Holographic Entanglement Entropy for the Most General Higher Derivative Gravity
Rong-Xin Miao, Wu-zhong Guo
TL;DR
The paper develops a comprehensive holographic entanglement entropy framework for the most general higher derivative gravity, introducing a generalized Wald entropy term and an entropy anomaly to account for extrinsic-curvature effects. It provides a formal HEE formula applicable to actions with curvature derivatives, and concretely derives exact results for several conical geometries, including six- and 2n-derivative theories. Checks against 4d CFT universal terms confirm the correctness of the approach, while a resolution of the HMS puzzle clarifies how derivative-of-curvature contributions reconcile Weyl-anomaly calculations with holography.
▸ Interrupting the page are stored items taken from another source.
PR #1666, opened 2024-10-30
GDB-11134 fix error handling in similarity indexes view

svilenvelikov:
## What
Fix error handling in similarity indexes view.

## Why
Error handling in the similarity indexes view is broken and leads to unpleasant experience in the user. For example, when user tries to create or edit a namespace, but the server returns some error, the UI doesn't show a notification for the error, but just navigates to other view which leads to confusion.

## How
* Refactored the save and edit action handlers and added a flag that indicates whether the operation is in progress which is also reflected in the UI with a progress indicator in the respective action button.

### DIFF
--- a/src/js/angular/similarity/controllers/create-index.controller.js
+++ b/src/js/angular/similarity/controllers/create-index.controller.js
@@ -76,6 +76,11 @@ function CreateSimilarityIdxCtrl(
     $scope.saveOrUpdateExecuted = false;
     $scope.loadingControllerResources = false;
     $scope.helpHidden = LocalStorageAdapter.get(LSKeys.HIDE_SIMILARITY_HELP) === 1;
+    /**
+     * Flag that indicates if the index save operation is in progress.
+     * @type {boolean}
+     */
+    $scope.savingIndex = false;
 
     let isDirty = false;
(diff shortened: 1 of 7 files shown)


src/js/angular/similarity/controllers/create-index.controller.js
```diff
@@ -186,22 +196,30 @@ function CreateSimilarityIdxCtrl(
 
     $scope.saveSearchQuery = function () {
         $scope.saveOrUpdateExecuted = true;
-        if (!isDirty) {
```
boyan-tonchev, line 189: The purpose of this check is to avoid calling save if there are no changes in the index.

svilenvelikov:
Jenkins retry build

src/js/angular/similarity/controllers/create-index.controller.js
svilenvelikov: Changed the logic to really prevent the save operation if the query is pristine.

boyan-tonchev (approved):

svilenvelikov:
Jenkins retry build

boyan-tonchev (approved):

The work also discusses splitting ambiguities in conical metrics and advocates the LM regularization as essential for matching holographic results, highlighting remaining open questions for higher-derivative splittings.
Abstract
The holographic entanglement entropy for the most general higher derivative gravity is investigated. We find a new type of Wald entropy, which appears on entangling surface without the rotational symmetry and reduces to usual Wald entropy on Killing horizon. Furthermore, we obtain a formal formula of HEE for the most general higher derivative gravity and work it out exactly for some squashed cones. As an important application, we derive HEE for gravitational action with one derivative of the curvature when the extrinsic curvature vanishes. We also study some toy models with non-zero extrinsic curvature. We prove that our formula yields the correct universal term of entanglement entropy for 4d CFTs. Furthermore, we solve the puzzle raised by Hung, Myers and Smolkin that the logarithmic term of entanglement entropy derived from Weyl anomaly of CFTs does not match the holographic result even if the extrinsic curvature vanishes. We find that such mismatch comes from the `anomaly of entropy' of the derivative of curvature. After considering such contributions carefully, we resolve the puzzle successfully. In general, we need to fix the splitting problem for the conical metrics in order to derive the holographic entanglement entropy. We find that, at least for Einstein gravity, the splitting problem can be fixed by using equations of motion. How to derive the splittings for higher derivative gravity is a non-trivial and open question. For simplicity, we ignore the splitting problem in this paper and find that it does not affect our main results.